### DIRECTIONS FOR THIS TASK
Examine each line of the data. Copy the line if it includes the word "Document".

Saved data entries:
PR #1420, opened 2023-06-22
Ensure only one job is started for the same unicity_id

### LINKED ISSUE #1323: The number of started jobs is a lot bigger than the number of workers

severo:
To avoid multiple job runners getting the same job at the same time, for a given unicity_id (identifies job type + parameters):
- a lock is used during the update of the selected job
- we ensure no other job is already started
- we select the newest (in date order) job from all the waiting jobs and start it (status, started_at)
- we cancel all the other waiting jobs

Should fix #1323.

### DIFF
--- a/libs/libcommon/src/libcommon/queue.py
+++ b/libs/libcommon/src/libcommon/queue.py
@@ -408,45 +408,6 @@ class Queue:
...
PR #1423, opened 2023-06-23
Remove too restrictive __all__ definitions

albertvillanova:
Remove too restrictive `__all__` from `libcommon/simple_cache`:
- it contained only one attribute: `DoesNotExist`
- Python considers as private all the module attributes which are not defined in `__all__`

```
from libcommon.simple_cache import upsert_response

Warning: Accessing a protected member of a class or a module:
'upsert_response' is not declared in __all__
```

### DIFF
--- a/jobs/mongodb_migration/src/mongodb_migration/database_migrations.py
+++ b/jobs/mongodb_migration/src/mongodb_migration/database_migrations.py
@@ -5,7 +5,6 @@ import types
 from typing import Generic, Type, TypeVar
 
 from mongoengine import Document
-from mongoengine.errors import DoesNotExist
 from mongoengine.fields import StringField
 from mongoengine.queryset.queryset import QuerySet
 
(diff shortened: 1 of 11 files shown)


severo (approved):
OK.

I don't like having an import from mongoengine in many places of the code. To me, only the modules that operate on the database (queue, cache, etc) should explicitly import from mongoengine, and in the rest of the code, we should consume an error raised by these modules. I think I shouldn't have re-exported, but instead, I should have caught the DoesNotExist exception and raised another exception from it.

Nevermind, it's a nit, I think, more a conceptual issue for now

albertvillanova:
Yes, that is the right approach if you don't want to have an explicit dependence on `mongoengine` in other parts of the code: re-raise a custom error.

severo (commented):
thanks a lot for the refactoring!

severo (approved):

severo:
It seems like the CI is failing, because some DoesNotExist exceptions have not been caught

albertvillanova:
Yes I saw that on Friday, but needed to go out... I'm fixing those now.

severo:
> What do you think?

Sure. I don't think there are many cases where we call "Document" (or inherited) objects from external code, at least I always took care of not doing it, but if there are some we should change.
---
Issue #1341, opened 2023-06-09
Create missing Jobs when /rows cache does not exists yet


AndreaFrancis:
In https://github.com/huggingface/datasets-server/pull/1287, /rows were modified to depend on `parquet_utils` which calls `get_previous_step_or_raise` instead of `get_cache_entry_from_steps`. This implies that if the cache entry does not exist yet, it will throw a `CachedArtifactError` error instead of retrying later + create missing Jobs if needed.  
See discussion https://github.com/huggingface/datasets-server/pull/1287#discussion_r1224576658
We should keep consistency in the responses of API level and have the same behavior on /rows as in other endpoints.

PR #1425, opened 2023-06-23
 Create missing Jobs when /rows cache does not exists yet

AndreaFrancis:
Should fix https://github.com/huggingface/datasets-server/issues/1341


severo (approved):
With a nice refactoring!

### COMPLETED TASK
 from mongoengine import Document
Sure. I don't think there are many cases where we call "Document" (or inherited) objects from external code, at least I always took care of not doing it, but if there are some we should change.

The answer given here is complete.